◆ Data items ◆
--------------------------------
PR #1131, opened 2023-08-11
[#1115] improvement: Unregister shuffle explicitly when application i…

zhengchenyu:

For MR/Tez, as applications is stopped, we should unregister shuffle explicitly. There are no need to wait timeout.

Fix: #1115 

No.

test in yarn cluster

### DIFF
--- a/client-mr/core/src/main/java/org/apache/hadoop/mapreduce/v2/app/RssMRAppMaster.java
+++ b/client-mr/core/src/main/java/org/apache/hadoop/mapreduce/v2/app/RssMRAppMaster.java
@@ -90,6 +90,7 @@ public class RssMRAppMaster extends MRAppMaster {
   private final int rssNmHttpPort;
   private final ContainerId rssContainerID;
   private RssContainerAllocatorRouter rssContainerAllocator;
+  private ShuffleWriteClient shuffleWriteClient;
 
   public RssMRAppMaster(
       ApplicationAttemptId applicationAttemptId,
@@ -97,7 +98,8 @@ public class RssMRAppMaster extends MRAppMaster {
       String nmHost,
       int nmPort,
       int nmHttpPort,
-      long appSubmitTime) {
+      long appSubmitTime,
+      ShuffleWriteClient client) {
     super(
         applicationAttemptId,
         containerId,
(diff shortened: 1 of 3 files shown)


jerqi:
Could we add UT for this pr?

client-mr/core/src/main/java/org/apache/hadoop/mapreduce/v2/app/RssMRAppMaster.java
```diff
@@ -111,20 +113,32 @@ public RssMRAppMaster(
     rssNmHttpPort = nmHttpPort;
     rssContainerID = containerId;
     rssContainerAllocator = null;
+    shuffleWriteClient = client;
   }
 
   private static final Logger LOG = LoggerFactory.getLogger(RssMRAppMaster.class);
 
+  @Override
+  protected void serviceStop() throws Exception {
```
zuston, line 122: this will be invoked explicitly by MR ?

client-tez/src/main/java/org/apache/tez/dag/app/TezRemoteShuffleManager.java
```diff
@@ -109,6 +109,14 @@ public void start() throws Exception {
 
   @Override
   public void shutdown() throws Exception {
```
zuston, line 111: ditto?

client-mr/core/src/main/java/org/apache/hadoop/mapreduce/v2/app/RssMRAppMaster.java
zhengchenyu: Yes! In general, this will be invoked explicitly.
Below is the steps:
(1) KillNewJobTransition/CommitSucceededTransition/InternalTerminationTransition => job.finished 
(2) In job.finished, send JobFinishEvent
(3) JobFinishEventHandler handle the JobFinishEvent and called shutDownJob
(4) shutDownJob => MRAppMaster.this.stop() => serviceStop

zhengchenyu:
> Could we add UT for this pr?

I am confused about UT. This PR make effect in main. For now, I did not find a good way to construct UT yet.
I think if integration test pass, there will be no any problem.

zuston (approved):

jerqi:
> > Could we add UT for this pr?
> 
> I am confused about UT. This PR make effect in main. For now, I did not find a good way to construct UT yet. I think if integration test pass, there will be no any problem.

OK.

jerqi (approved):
--------------------------------
◆ Problem details ◆
Some lines above hold the word "Exception". Copy all of them.

◆ Exercise result ◆
+  protected void serviceStop() throws Exception {
@@ -109,6 +109,14 @@ public void start() throws Exception {
   public void shutdown() throws Exception {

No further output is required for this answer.